People who live in the mountains, usually live around small streams fed by small glaciers of 4 – 5 Km length – they have agriculture and pastures there. These small glaciers are also the ones that are going to face the maximum effects of climate change in the near future. Some of our investigations have shown that from 1980s onwards, till now, almost 70% of such small glaciers have lost quite a lot of mass. One of the reasons for this is that there has been a reduction in snow cover. Snow melt has started to set in early, almost in the middle of winter, due to which many streams are drying up very early, and the whole ecosystem of the mountains is changing dramatically. I think we require a major program to understand the effects of climate change on the mountain communities, and to think of mitigation measures before it reaches a crisis stage. 

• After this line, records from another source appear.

PR #635, opened 2020-08-14
Auto-parenthesize method arguments

JoeCohen:
- Uses RuboCop autocorrect to parenthesize all method arguments.
- Fixes the offenses created when I enabled `Style/MethodCallWithArgsParentheses` in  #629, https://github.com/MushroomObserver/mushroom-observer/commit/6cf282066f6b73cc253782acb7a953b43f99bc17.
(In #629, @mo-nathan observed that I was inconsistent in parenthesizing method arguments, said he preferred parens -- as do I and @pellaea; @nimmolo does not -- asked that the cop be turned on.)

**Issue**
Should we whitelist some methods to not require parens? (RuboCop allows that. See https://docs.rubocop.org/rubocop/0.86/cops_style.html#stylemethodcallwithargsparentheses.)
Some candidates:
- `gem`
- `require`
- `raise`
- [ActiveRecord callbacks](https://guides.rubyonrails.org/v5.2/active_record_callbacks.html#available-callbacks)
- [filters (controller callbacks)](https://api.rubyonrails.org/classes/AbstractController/Callbacks/ClassMethods.html#method-i-after_action)


pellaea:
While I generally prefer the nonambiguity and C-ishness of parens, I see
that there are cases where it looks better without.  Some of these methods
that you mention, like active record filters, things like require and alias
-- generally speaking, "directive-like" methods, things that don't actually
"feel" like methods -- look better to me without parens.  But constructs
like

   raise "blah de blah" unless blah

look (slightly) too ambiguous for my tastes.  Maybe you can snip a single
character out of those error messages to make the lines fit! :)

Just to be clear, though, these are just aesthetic preferences. I don't
think any rule, no matter how sophisticated, will work in every case.  My
personal preference would be to use rubocop as a guide, not a "cop".  All
of its metrics and everything else it enforces -- they're all great ideas,
but I have run into exceptions (in my opinion) to every single rule.

Summary: I like consistency, and would prefer greater consistency either
direction -- with or without parens -- to randomness.  (Consistency makes
search-and-replace, and other automated tasks and searches and stuff
easier.)  And if we have to be strict, then so be it, let's be strict.
I'll just trust that there is some long-term dividend that outweighs
aesthetics in those (hopefully rare) cases where the rules don't make
sense.  I can live with that, too.

JoeCohen:
Thanks Jason!
TLDR: 
- I'd like @mo-nathan to weigh in; 
- I'm personally ok with anything (including disabling the cop); 
- Easiest to administer is simply accepting RuboCop's defaults. 
- I like your approach, but we'd need our own list of declarative methods.

RuboCop agrees with you about "directive" methods. [RuboCop says](https://rubystyle.guide/#method-invocation-parens): 
1. Omit parens methods that are part of an internal DSL (e.g., Rake, Rails). Ex: `validates :name, presence: true`;
2. Omit parens declarative methods (a.k.a. DSL methods or macro methods) that have "keyword" status in Ruby (e.g., various Module instance methods). Ex: `attr_reader :name, :age`
3. For non-declarative methods with "keyword" status (e.g., various Kernel instance methods, `puts`) either: (a) never parens, exor (b) always parents. "Never" is more popular. 
Problem: there's no agreement which methods are in this category, and RuboCop simply punts. So with the defaults, RuboCop complains about `puts "foo"`. So we'd need to build our own list. 

I'll a look at yesterdays' list of Codeclimate issues.

app/classes/api/name_api.rb
```diff
@@ -104,7 +104,9 @@ def validate_create_parameters!(params)
     def validate_update_params!(params)
       @classification = params[:classification]
       validate_classification!(params)
-      raise(MissingSetParameters.new) if params.empty? && no_other_update_params?
+      return unless params.empty? && no_other_update_params?
+
+      raise(MissingSetParameters.new)
```
JoeCohen, line 109: Fixes offense created by autocorrecting `MethodCallWithArgsParentheses`

app/classes/gmaps.rb
```diff
@@ -181,9 +181,10 @@ def event_init(obj, event, code)
     def div(args)
       width = height = nil
       args.each do |key, val|
-        if key == :width
+        case key
+        when :width
           width = val
-        elsif key == :height
+        when :height
```
JoeCohen, line 187: Fixes offense created by autocorrecting `MethodCallWithArgsParentheses`

app/classes/gmaps.rb
```diff
@@ -263,9 +264,10 @@ def initialize(lat_long, opts)
       self.draggable   = false
       self.info_window = nil
       opts.each_key do |key|
-        if key == :draggable
+        case key
+        when :draggable
           self.draggable = !!opts[key]
-        elsif key == :title
+        when :title
```
JoeCohen, line 270: Fixes offense created by autocorrecting `MethodCallWithArgsParentheses`

app/classes/pattern_search/term.rb
```diff
@@ -245,6 +245,9 @@ def parse_date_range
       raise(TooManyValuesError.new(var: var)) if vals.length > 1
 
       val = vals.first
+      # rubocop:disable Style/CaseLikeIf
```
JoeCohen, line 248: Fixes offense created by autocorrecting `MethodCallWithArgsParentheses`

app/controllers/location_controller.rb
```diff
@@ -889,10 +889,10 @@ def update_observations_by_where(location, given_where)
...
       o.location_id = location.id
       o.where = nil
-      unless o.save
-        flash_error(:runtime_location_merge_failed.t(name: o.unique_format_name))
-        success = false
-      end
+      next if o.save
+
+      flash_error(:runtime_location_merge_failed.t(name: o.unique_format_name))
+      success = false
```
JoeCohen, line 895: Fixes offense created by autocorrecting `MethodCallWithArgsParentheses`

app/models/name_sorter.rb
```diff
@@ -129,14 +129,15 @@ def only_single_names
   end
 
   def push_synonym(arg)
-    if arg.is_a?(Integer)
+    case arg
+    when Integer
       @approved_synonyms.push(Name.find(arg))
-    elsif arg.is_a?(ActiveRecord::Base)
+    when ActiveRecord::Base
```
JoeCohen, line 135: Fixes offense created by autocorrecting `MethodCallWithArgsParentheses`

app/models/name_sorter.rb
```diff
@@ -129,14 +129,15 @@ def only_single_names
...
       @approved_synonyms.push(arg)
     else
       raise(TypeError.new(
         "NameSorter synonyms must be Integer or ActiveRecord::Base, "\
-        "not #{arg.clasS}."
+        "not #{arg.class}."
```
JoeCohen, line 140: Fixes unrelated bug I spotted. 
Part of the reason this bug is here is that this line is uncovered.
So I plan to: revert this fix, add a new PR which makes the fix and covers this line.

JoeCohen: Story created: https://www.pivotaltracker.com/story/show/174349504

mo-nathan:
In my heart of hearts I'm old Lisp guy.  Ruby's optional parens have always struck me as trouble waiting to happen.  The mere fact that parens have now become the standard (with a few arguable exceptions) I think proves my point.  Heck personally, I'd prefer to get rid of precedence rules and force parens everywhere, but I recognize that this is my inner Lisp fanboy speaking.  That being said, I can kind of understand making exceptions for `require` and `gem`, so I'm cool with a small list of exceptions if someone feels strongly about it and wants to propose that list, but in my heart I think parens are a very good thing.  At work we use RSpec which tries to really embrace the "DSL" thing so it generally plays fast and loose with parens, but in my experience it just creates more bugs and confusion and we've essentially gone back to using parens.

JoeCohen:
> In my heart of hearts I'm old Lisp guy. Ruby's optional parens have always struck me as trouble waiting to happen. The mere fact that parens have now become the standard (with a few arguable exceptions) I think proves my point. Heck personally, I'd prefer to get rid of precedence rules and force parens everywhere, but I recognize that this is my inner Lisp fanboy speaking. That being said, I can kind of understand making exceptions for `require` and `gem`, so I'm cool with a small list of exceptions if someone feels strongly about it and wants to propose that list, but in my heart I think parens are a very good thing. At work we use RSpec which tries to really embrace the "DSL" thing so it generally plays fast and loose with parens, but in my experience it just creates more bugs and confusion and we've essentially gone back to using parens.

I'm OK with parens everywhere.
@pellaea or @nimmolo: Are you interested in proposing a short exception list?

pellaea:
I can live with parens everywhere.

With regard to the communities in the plains, that depend on the larger glaciers for water, the situation is also growing critical. For example, in Pakistan, almost 70% of the water that irrigates a vast majority of their agricultural plains comes from snow and glacier melt. If a significant number of such glaciers melt away, there is going to be a huge impact on the food and water security of the country. However, this may be quite far off in the future — it may not happen in this lifetime, or perhaps not even in the next two generations, but it will happen sometime in the future especially if climate change keeps on at the present pace. 

Is it possible to mitigate glacier loss?

There have been some projects – called ice towers or ice stupas that are being tested in Ladakh and Sikkim. Such mitigation measures are important and hugely useful for small mountain communities, but their sustainability over an extended period of time is still under question. As temperatures keep rising with climate change, ice towers will also melt faster. But such projects do have the potential to mitigate water problems in places like Leh, Ladakh and perhaps Sikkim. 

But this kind of mitigation is not going to be a solution at a large scale. In the Himalayas, we have about 40 to 50,000 square km of ice, and we cannot create snow and ice cover at that scale. So, it is crucial that we begin planning to take measures to create water security through other means for India.